There are signs of fragmentation within the government as a result of failure to dialogue within it. A senior minister, Susil Premajayantha, has been openly critical of the ongoing constitutional reform process. He has compared it to the past process undertaken by the previous government in which there was consultations at multiple levels. There is a need to change the present constitutional framework which is overly centralised and unsuitable to a multi ethnic, multi religious and plural society. More than four decades have passed since the present constitution was enacted. But the two major attempts that were made in the period 1997-2000 and again in 2016-2019 failed.

President Rajapaksa, who has confidence in his ability to stick to his goals despite all obstacles, has announced that a new constitution will be in place next year. The President is well situated to obtain success in his endeavours but he needs to be take the rest of his government along with him. Apart from being determined to achieve his goals, the President has won the trust of most people, and continues to have it, though it is getting eroded by the multiple problems that are facing the country and not seeing a resolution. The teachers’ strike, which is affecting hundreds of thousands of schoolchildren, is now in its fourth month, with no sign of resolution. The crisis over the halting of the import of chemical fertiliser is undermining the position of farmers and consumers at the present time.

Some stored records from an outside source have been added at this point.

Issue #1558, opened 2023-07-30
Support Focal property in Radial Gradient


hermet:
The Radial Gradient lacks the "focal" property, which is commonly utilized in vector formats. It's necessary to provide support for this property.

https://github.com/thorvg/thorvg/issues/1555

mgrudzinska:
@reptofrog
regarding [the example:](https://github.com/thorvg/thorvg/issues/1555#issue-1827560930) it would be great if you provide some samples svgs that you have in mind.
I tried to reconstruct your sample:
```
<svg xmlns="http://www.w3.org/2000/svg" viewBox="0 0 200 200">
  <defs>
    <radialGradient id="radialGradient3f" r="50" cx="100" cy="100" 
      fr="0" fx="65" fy="65"
      gradientUnits="userSpaceOnUse">
      <stop style="stop-color:#ff00ff;stop-opacity:1;" offset="0"/>
      <stop style="stop-color:#00ff00;stop-opacity:1;" offset="1"/>
    </radialGradient>
  </defs>

  <circle cx="100" cy="100" r="50" fill="url(#radialGradient3f)"/>
</svg>
```
result:
<img width="398" alt="Zrzut ekranu 2023-08-7 o 21 22 54" src="https://github.com/thorvg/thorvg/assets/67589014/2232b214-08e1-46d1-a8a4-4cb31b74126d">

but on your screen the focal point is outside the circle, right? or does inkskape prevent such cases?

the focal support is reachable, but I'm no so sure about all of the corner cases...

mgrudzinska:
I found the answer to my previous comment - the behavior may be as I guessed if inkskape supports svg1.1, this was changed in svg2: https://www.w3.org/TR/SVG2/pservers.html#RadialGradientNotes

reptofrog:
@mgrudzinska 

Here is the example file with focal point set to be **outside of circle** and **outside of canvas**: https://github.com/thorvg/thorvg/assets/36744029/1c8cf513-2ff1-46c6-b6da-c4ea88b0d7c2

Here is one with focal point set to be **outside of circle** but **inside the canvas**: https://github.com/thorvg/thorvg/assets/36744029/7aa9172c-b2ef-40fd-b717-2cb61ec37d41

And finally, an example with focal point both **inside the circle** and **inside the canvas**: https://github.com/thorvg/thorvg/assets/36744029/86af735a-979f-4b0f-bba6-9e1cccc95524

---

[...]

PR #1585, opened 2023-08-07
sw_engine: support for radial grad focal attribs

mgrudzinska:
Till now only the end circle values of the radial grad were supported. Now also the start circle values are. These are the focal point and the radius of the start circle.
In the svg_loader support for the 'fr' attrib of the radial grad is added.

@Issue: https://github.com/thorvg/thorvg/issues/1558

sample:
```
  <defs>
    <radialGradient id="grad" r="50" cx="100" cy="100" 
      fr="21" fx="80" fy="80"
      gradientUnits="userSpaceOnUse">
      <stop style="stop-color:#ff00ff;stop-opacity:1;" offset="0"/>
      <stop style="stop-color:#0000ff;stop-opacity:1;" offset="0.5"/>
      <stop style="stop-color:#00ff00;stop-opacity:1;" offset="1"/>
    </radialGradient>
  </defs>

  <circle cx="100" cy="100" r="50" fill="url(#grad)"/>
</svg>
```

result:
Zrzut ekranu 2023-08-7 o 23 09 06

### DIFF
--- a/inc/thorvg.h
+++ b/inc/thorvg.h
@@ -765,7 +765,7 @@ public:
      *
      * @return Result::Success when succeed, Result::InvalidArguments in case the @p r value is zero or less.
      */
-    Result radial(float cx, float cy, float r) noexcept;
+    TVG_DEPRECATED Result radial(float cx, float cy, float r) noexcept;
 
     /**
      * @brief Sets the radial gradient attributes.
@@ -784,6 +784,9 @@ public:
      *
      * @return Result::Success when succeed, Result::InvalidArguments in case the @p r or @p fr value is zero or less.
      *
+     * @note Should you choose not to specify the focal point, ensure that the values for @p fx and @p fy match
+     * those of @p cx and @p cy, and set @p fr to 0.
+     *
      * @BETA_API
      */
     Result radial(float cx, float cy, float r, float fx, float fy, float fr) noexcept;
@@ -799,7 +802,7 @@ public:
     *
     * @return Result::Success when succeed.
     */
-    Result radial(float* cx, float* cy, float* r) const noexcept;
+    TVG_DEPRECATED Result radial(float* cx, float* cy, float* r) const noexcept;
 
     /**
      * @brief Gets the radial gradient attributes.
--- a/inc/thorvg.h
+++ b/inc/thorvg.h
@@ -757,28 +757,67 @@ public:
     /**
      * @brief Sets the radial gradient bounds.
      *
-     * The radial gradient bounds are defined as a circle centered in a given point (@p cx, @p cy) of a given radius.
+     * The radial gradient bounds are defined as a circle centered in a given point (@p cx, @p cy) of a given radius @p r.
      *
      * @param[in] cx The horizontal coordinate of the center of the bounding circle.
      * @param[in] cy The vertical coordinate of the center of the bounding circle.
-     * @param[in] radius The radius of the bounding circle.
+     * @param[in] r The radius of the bounding circle.
      *
-     * @return Result::Success when succeed, Result::InvalidArguments in case the @p radius value is zero or less.
+     * @return Result::Success when succeed, Result::InvalidArguments in case the @p r value is zero or less.
      */
-    Result radial(float cx, float cy, float radius) noexcept;
+    Result radial(float cx, float cy, float r) noexcept;
 
     /**
-     * @brief Gets the radial gradient bounds.
+     * @brief Sets the radial gradient attributes.
      *
-     * The radial gradient bounds are defined as a circle centered in a given point (@p cx, @p cy) of a given radius.
+     * The radial gradient is defined by the end circle with a center (@p cx, @p cy) and a radius @p r and
+     * the start circle with a center - focal point (@p fx, @p fy) and a radius @p fr.
+     * The gradient will be rendered in a way that aligns the 100% gradient stop with the edge of the end circle
+     * and 0% gradient stop with the edge of the start circle.
      *
-     * @param[out] cx The horizontal coordinate of the center of the bounding circle.
-     * @param[out] cy The vertical coordinate of the center of the bounding circle.
-     * @param[out] radius The radius of the bounding circle.
+     * @param[in] cx The horizontal coordinate of the center of the end circle.
+     * @param[in] cy The vertical coordinate of the center of the end circle.
+     * @param[in] r The radius of the end circle.
+     * @param[in] fx The horizontal coordinate of the center of the start circle.
+     * @param[in] fy The vertical coordinate of the center of the start circle.
+     * @param[in] fr The radius of the start circle.
+     *
+     * @return Result::Success when succeed, Result::InvalidArguments in case the @p r or @p fr value is zero or less.
+     *
+     * @BETA_API
+     */
+    Result radial(float cx, float cy, float r, float fx, float fy, float fr) noexcept;
+
+    /**
+    * @brief Gets the radial gradient bounds.
+    *
+    * The radial gradient bounds are defined as a circle centered in a given point (@p cx, @p cy) of a given radius.
+    *
+    * @param[out] cx The horizontal coordinate of the center of the bounding circle.
+    * @param[out] cy The vertical coordinate of the center of the bounding circle.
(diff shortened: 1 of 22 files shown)


inc/thorvg.h
```diff
@@ -757,28 +757,52 @@ class TVG_API RadialGradient final : public Fill
...
+     * @param[out] fx The horizontal coordinate of the center of the start circle.
+     * @param[out] fy The vertical coordinate of the center of the start circle.
+     * @param[out] fr The radius of the start circle.
      *
      * @return Result::Success when succeed.
+     *
+     * @see Result radial(float cx, float cy, float r, float fx, float fy, float fr) noexcept
      */
-    Result radial(float* cx, float* cy, float* radius) const noexcept;
+    Result radial(float* cx, float* cy, float* r, float* fx = nullptr, float* fy = nullptr, float* fr = nullptr) const noexcept;
```
mgrudzinska, line 805: @hermet I removed the api that we had till now and added this one with the default values - is it ok? it is not possible have both at the same time, unless I remove the default values.

mgrudzinska:
There are still some corner cases that need to be solved, that's why this is a draft

inc/thorvg.h
hermet: We can't guarantee our milestone 100% yet so I think DEPRECATION is better than removing now.

src/lib/sw_engine/tvgSwRaster.cpp
```diff
@@ -74,6 +74,24 @@ struct FillRadial
     }
 };
 
+struct FillRadialEdgeCase
```
mgrudzinska, line 77: @hermet I added this, because I wanted to check asap, which 'fillRadial' function to call. I didn't want to add any checks inside the fillRadial and I needed to distinguish between cases a == 0 and a > 0.

mgrudzinska:
sample for the 'edgeCases':
    <defs>
        <radialGradient id="grad" r="50" cx="100" cy="100"
                        fr="25" fx="100" fy="75"
                        spreadMethod="reflect" 
                        gradientUnits="userSpaceOnUse">
            <stop style="stop-color:#ff00ff;stop-opacity:1;" offset="0"/>
            <stop style="stop-color:#0000ff;stop-opacity:1;" offset="0.5"/>
            <stop style="stop-color:#00ff00;stop-opacity:1;" offset="1"/>
        </radialGradient>
    </defs>

    <circle cx="100" cy="100" r="50" fill="url(#grad)"/>
</svg>

src/lib/sw_engine/tvgSwFill.cpp
```diff
@@ -228,82 +240,162 @@ static inline uint32_t _pixel(const SwFill* fill, float pos)
...
+ * quadratic equation with the following coefficients (rx and ry defined in the _calculateCoefficients()):
+ * A = a  // fill->radial.a
+ * B = 2 * (dr * fr + rx * dx + ry * dy)
+ * C = fr^2 - rx^2 - ry^2
+ * Derivatives are computed with respect to dx.
+ * This procedure aims to optimize and eliminate the need to calculate all values from the beginning
+ * for consecutive x values with a constant y. The Taylor series expansions are computed as long as
+ * its terms are non-zero.
+ */
+static void _calculateCoefficients(const SwFill* fill, uint32_t x, uint32_t y, float& b, float& delta_b, float& det, float& delta_det, float& delta_delta_det, float* ddd = nullptr, float* delta_ddd = nullptr, float* delta_delta_ddd = nullptr)
```
hermet, line 253: please check naming convention:

aa_bb (x)
aaBB (o)
aabb (o)

src/lib/sw_engine/tvgSwRaster.cpp
hermet: I didn't expect the methods to be separated (RadialFill  vs RadialFillEdgeCase). I suppose the focal version could encompass the previous radial gradient behavior mathematically.

hermet (commented):
Please check comments.

inc/thorvg.h
```diff
@@ -757,28 +757,67 @@ class TVG_API RadialGradient final : public Fill
...
      * @param[in] cx The horizontal coordinate of the center of the bounding circle.
      * @param[in] cy The vertical coordinate of the center of the bounding circle.
-     * @param[in] radius The radius of the bounding circle.
+     * @param[in] r The radius of the bounding circle.
      *
-     * @return Result::Success when succeed, Result::InvalidArguments in case the @p radius value is zero or less.
+     * @return Result::Success when succeed, Result::InvalidArguments in case the @p r value is zero or less.
      */
-    Result radial(float cx, float cy, float radius) noexcept;
+    Result radial(float cx, float cy, float r) noexcept;
```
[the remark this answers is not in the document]
mgrudzinska: I thought that we want to have both setters, don't we?
otherwise the user have to always specify the values of fx, fy, fr. we can not use def values, since for fx and fy these are cx and cy.

inc/thorvg.h
```diff
@@ -757,28 +757,67 @@ class TVG_API RadialGradient final : public Fill
...
+    *
+    * The radial gradient bounds are defined as a circle centered in a given point (@p cx, @p cy) of a given radius.
+    *
+    * @param[out] cx The horizontal coordinate of the center of the bounding circle.
+    * @param[out] cy The vertical coordinate of the center of the bounding circle.
+    * @param[out] r The radius of the bounding circle.
+    *
+    * @return Result::Success when succeed.
+    */
+    Result radial(float* cx, float* cy, float* r) const noexcept;
```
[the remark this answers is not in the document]
mgrudzinska: I didn;t add this tag, because I thought that at some point we could have only one api:
```Result radial(float* cx, float* cy, float* r, float* fx = nullptr, float* fy = nullptr, float* fr = nullptr) noexcept;```
I thought that we can introduce it right now and remove the current one, but as I understand, you don;t think it's a good idea. 
so the plan is to deprecate this one, keep only the new one: ```Result radial(float* cx, float* cy, float* r, float* fx, float* fy, float* fr) const noexcept;``` and then at some point add the default values?

File: src/lib/sw_engine/tvgSwRaster.cpp (hunk 2 above)
Comment (mgrudzinska) [reply src/lib/sw_engine/tvgSwRaster.cpp]: @hermet please check the second commit - now the check ```if (fill->radial.a < FLT_EPSILON)``` is done every time fillRadial is called. my plan was to avoid it. 
do you prefer the solution from the second commit? (I'll squash them)

File: src/lib/sw_engine/tvgSwFill.cpp [hunk 6]
```diff
@@ -250,53 +251,27 @@ static inline uint32_t _pixel(const SwFill* fill, float pos)
  * for consecutive x values with a constant y. The Taylor series expansions are computed as long as
  * its terms are non-zero.
  */
-static void _calculateCoefficients(const SwFill* fill, uint32_t x, uint32_t y, float& b, float& delta_b, float& det, float& delta_det, float& delta_delta_det, float* ddd = nullptr, float* delta_ddd = nullptr, float* delta_delta_ddd = nullptr)
```
mgrudzinska: all *ddd args were here by mistake...

inc/thorvg.h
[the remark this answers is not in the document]
hermet: Thorvg maintains optimal number of APIs. I believe that the new API won't cause any troubles for users. we can address the guide in doc.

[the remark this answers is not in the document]
mgrudzinska: @hermet please check now. I've changed the apis as you suggested. I kept the beta_api tag, added a comment what values to use for the focal point.

mgrudzinska:
I'd like to squash the commits once we have the final version of this pr.

hermet (changes requested):
We don't allow api break now.
please make a separate patch if it does. (thorvg_capi.h ? ) we can apply only it later.

hermet:
@mgrudzinska if you need any patches that breaks apis, please make individual changes. I will cherry-pick to here. https://github.com/thorvg/thorvg/pull/1564

hermet:
Replace the major changes with https://github.com/thorvg/thorvg/pull/1631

An immediate cause for the complaints against the government is the lack of dialogue and consultation on all the burning issues that confront the country. This problem is accentuated by the appointment of persons with military experience to decision-making positions. The ethos of the military is to take decisions fast and to issue orders which have to be carried out by subordinates. The President’s early assertion that his spoken words should be taken as written circulars reflects this ethos. However, democratic governance is about getting the views of the people who are not subordinates but equals. When Minister Premajayantha lamented that he did not know about the direction of constitutional change, he was not alone as neither does the general public or academicians which is evidenced by the complete absence of discussion on the subject in the mass media.

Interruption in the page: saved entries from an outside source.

PR #1527, opened 2023-07-17
Infra: allow access to pImpl when in TVG dev mode.

hermet:
some infra changes for upcoming lottie animation feature.

PR #1586, opened 2023-08-08
Clarify build/export definition.

hermet:
The meaning of these two flags is somewhat confusing.

* The TVG_EXPORT flag is used to build external APIs.
* The TVG_BUILD flag is used to build the internal thorvg codebase.

See: https://github.com/thorvg/thorvg/pull/1527

### DIFF
--- a/inc/thorvg.h
+++ b/inc/thorvg.h
@@ -26,7 +26,7 @@
 
 #ifndef TVG_STATIC
     #ifdef _WIN32
-        #if TVG_BUILD
+        #if TVG_EXPORT
             #define TVG_API __declspec(dllexport)
         #else
             #define TVG_API __declspec(dllimport)
--- a/src/bindings/capi/thorvg_capi.h
+++ b/src/bindings/capi/thorvg_capi.h
@@ -27,7 +27,7 @@
 
 #ifndef TVG_STATIC
     #ifdef _WIN32
-        #if TVG_BUILD
+        #if TVG_EXPORT
             #define TVG_API __declspec(dllexport)
         #else
             #define TVG_API __declspec(dllimport)
--- a/src/meson.build
+++ b/src/meson.build
@@ -1,10 +1,10 @@
-compiler_flags = []
+compiler_flags = ['-DTVG_BUILD']
 override_options = []
 
 lib_type = get_option('default_library')
 
 if (lib_type == 'shared')
-    compiler_flags += ['-DTVG_EXPORT', '-DTVG_BUILD']
+    compiler_flags += ['-DTVG_EXPORT']
 else
     compiler_flags += ['-DTVG_STATIC']
 endif


capnm:
To be 100% sure that I've got it right:

For the external `*.obj` linking I have to make sure that the TVG sources are built with the compiler flags `-DTVG_BUILD` and `-DTVG_STATIC`.

hermet:
> Also to be 100% sure I have understood it correctly: for the external `*.obj` linking I have to make now sure that the TVG sources are built with the compiler flags `-DTVG_BUILD` and `-DTVG_STATIC` ??

@capnm Hmm... Godot is supposed to use the -DTVG_STATIC flag to enable static linking. Otherwise, let's forget about this patch for now. we don't need to worry about this for now. please just let me know then I will close this.

capnm:
@hermet OK. But should keep  (for future improvements) the `-DTVG_BUILD` also there or remove it?

hermet:
> @hermet OK. But should I keep (for future improvements) the `-DTVG_BUILD` also there or remove it?

@capnm  Yes, Godot currently builds tvg itself, so it would be better to keep it. I believe you don't need to change Godot's build infrastructure, as it works as it did before.

vtorri:
TVG_EXPORT is useless. See for example:

https://github.com/davea42/libdwarf-code/blob/main/src/lib/libdwarf/libdwarf.h#L48

capnm:
> > @hermet OK. But should I keep (for future improvements) the `-DTVG_BUILD` also there or remove it?
> 
> @capnm Yes, Godot currently builds tvg itself, so it would be better to keep it. I believe you don't need to change Godot's build infrastructure, as it works as it did before.

There is a policy to avoid changes to the source code of external libraries as much as possible. The own build system (uses static object linking to eliminate user troubles with dynamic libraries) can be further improved to follow the library changes :-)

Also for `v0.10.0` I currently removed  the `-DTVG_BUILD` flag, disabled and removed loaders/saves that are in a application-context for SVG useless (e.g. there is no way to support [embedded raster images](https://developer.mozilla.org/en-US/docs/Web/SVG/Element/image)):
[update-thorvg.sh](https://github.com/godotengine/godot/pull/80095/files#diff-978bba2de6e2b21e72dacd96162d9bdb53bf424feb16c65e1d995c48fd821666)

If you have any ideas for improvement, please let me know! 

I'm investigating if it's feasible to create external plugins for the recent more curve-oriented implementation of [blender.org](https://code.blender.org/2023/05/the-next-big-step-grease-pencil-3-0/) Grease Pencil animations -> Lottie -> Godot. WDYT?

vtorri:
also TVG_BUILD and TVG_EXPORT are useless in non Windows builds

hermet:
@capnm Confused. I'm not sure what's going on with Godot. Godot should not be troubled in 0.10 since nothing has changed about the build flags after 0.9 and this wouldn't be applied. Also, at least Godot should use the SVG loader (or Lottie as well, removing the saver is fine.) The enabled loaders will be statically complied with thorvg binary.

Regarding grease pencil animation, I'm not sure in detail at the moment, but it seems like Lottie animation features are quite aligned with many grease pencil animation features in terms of vector scopes. Most advanced features, such as 3D transformations, filter effects, and skeletal animation, would depend on how the plugin (exporter) converts the original source data from Blender to Lottie. It seems like it would be a big and interesting task. However, some advanced features, such as full-3D complex-meshed models, might not be appropriate for Lottie. Lottie animations are designed for simpler cut scenes and animations.

capnm:
> @capnm Confused. I'm not sure what's going on with Godot. Godot should not be troubled in 0.10 since nothing has changed about the build flags after 0.9 and this wouldn't be applied. Also, at least Godot should use the SVG loader (or Lottie as well, removing the saver is fine.) The enabled loaders will be statically complied with thorvg binary.

In 0.9 we had the issue with static windows linking, which I can now solve simply by adding the `-DTVG_STATIC` flag in SCons.

If you take a look at the [Godot PR](https://github.com/godotengine/godot/pull/80095) comments, it is important for maintainers to reduce the in the repository copied code and Godot binary size. So I need to copy and activate only parts that are currently implemented for SVG images:
```
#define THORVG_SW_RASTER_SUPPORT
#define THORVG_SVG_LOADER_SUPPORT
```
All pixel-based images are processed and rasterized internally, also the other ThorVG loaders are not in use.

> Regarding grease pencil animation, I'm not sure in detail at the moment, but it seems like Lottie animation features are quite aligned with many grease pencil animation features in terms of vector scopes. Most advanced features, such as 3D transformations, filter effects, and skeletal animation, would depend on how the plugin (exporter) converts the original source data from Blender to Lottie. It seems like it would be a big and interesting task. However, some advanced features, such as full-3D complex-meshed models, might not be appropriate for Lottie. Lottie animations are designed for simpler cut scenes and animations.

Thanks a lot for your comments! Yes, the glTF exporter plugin and  format that my students currently use for texture-based 2D/3D animations in Godot must also use only part of Blender's internal capabilities, and as you say, I think Lottie could be a good open format to transport simple vector-based 2D animations from Blender to Godot. I should definitely take the time and read Lottie specs :)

The past two attempts at constitutional reform focused on the resolution of the ethnic conflict and assuaging the discontent of the ethnic and religious minorities. The constitutional change of 1997-2000 was for the purpose of providing a political solution that could end the war. The constitutional change of 2016-19 was to ensure that a war should not happen again. Constitutional reform is important to people as they believe that it will impact on how they are governed, their place within society and their equality as citizens. The ethnic and religious minorities will tend to prefer decentralised government as it will give them more power in those parts of the country in which they are predominant. On the other hand, that very fact can cause apprehension in the minds of the ethnic and religious majority that their place in the country will be undermined.

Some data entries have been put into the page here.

PR #1587, opened 2023-08-08
common: add new method to get mat4x4 directly from mat3x3

RuiwenTang:
This PR add a new method to get 4x4 matrix directly from exsited 3x3 matrix in column major order.

This is also a basic math calculations required by #1531

### DIFF
--- a/src/lib/gl_engine/tvgGlGeometry.h
+++ b/src/lib/gl_engine/tvgGlGeometry.h
@@ -60,6 +60,37 @@
         } \
     }
 
+/**
+ *  mat3x3               mat4x4
+ *
+ * [ e11 e12 e13 ]     [ e11 e12 0 e13 ]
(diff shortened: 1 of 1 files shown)


hermet (commented):
Thanks!

I think this helper is not commonly used for now. 
If it's necessary, you can add this helper function in gl_raster side.

hermet:
> f we only plan to support OpenGL/GLES or WebGL for now, this method can be placed inside gl raster.

@RuiwenTang GPU is just a compuation power unit, it doesn't fix the matrix size, but it's up to the implemenation approach. When it's really necessary, we can move the function to the common. :-)

RuiwenTang:
Ok, I move the code into tvgGlGeometry as macro

hermet (approved):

Unless the general public is brought aboard on the issue of constitutional change, it is unlikely they will support it. We all need to know what the main purpose of the proposed constitutional reform is. If the confidence of the different ethnic and religious communities is not obtained, the political support for constitutional change will also not be forthcoming as politicians tend to stand for causes that win them votes. Minister Premajayantha has usefully lit an early warning light when he said that politicians are not like lamp posts to agree to anything that the government puts before them. Even though the government has a 2/3 majority, this cannot be taken for granted. There needs to be buy in for constitutional reform from elected politicians and the general public, both from the majority community and minorities, if President Rajapaksa is to succeed where previous leaders failed.